Collected data
PR #898, opened 2018-09-20
suppress missingReturn closure check

evmar:
If the TS compiler's exhaustiveness analysis concludes that all
possible branches return a value, then we don't want Closure to
second-guess this decision.


mprobst:
I hadn't seen this come up in a TGP lately, but I guess you ran into it?

evmar:
One example is that there's a google3 copy of this file that doesn't have this final return statement:
https://github.com/angular/angular/blob/482e12c940cc4eb7e958467f88f4ab5de73d5bd4/packages/core/src/reflection/reflection_capabilities.ts#L143

Which think is actually a bug. :~(
But it's accepted by TS because it's in third_party I think, and then we warn about it.

evmar:
For third-party code we should turn off Closure warnings I think.  But there are other examples in first-party code that I can't link here, so I think the underlying idea stands.

PR #199, opened 2021-09-15
Fix typos in preselect options in README

minhduc0711:


hrsh7th:
You are correct. Thank you!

What is needed: Write out an exact transcription of the line with "I hadn't seen" and of each line after it; stop at the end of the records.

Output of the task:
I hadn't seen this come up in a TGP lately, but I guess you ran into it?

evmar:
One example is that there's a google3 copy of this file that doesn't have this final return statement:
https://github.com/angular/angular/blob/482e12c940cc4eb7e958467f88f4ab5de73d5bd4/packages/core/src/reflection/reflection_capabilities.ts#L143

Which think is actually a bug. :~(
But it's accepted by TS because it's in third_party I think, and then we warn about it.

evmar:
For third-party code we should turn off Closure warnings I think.  But there are other examples in first-party code that I can't link here, so I think the underlying idea stands.

PR #199, opened 2021-09-15
Fix typos in preselect options in README

minhduc0711:


hrsh7th:
You are correct. Thank you!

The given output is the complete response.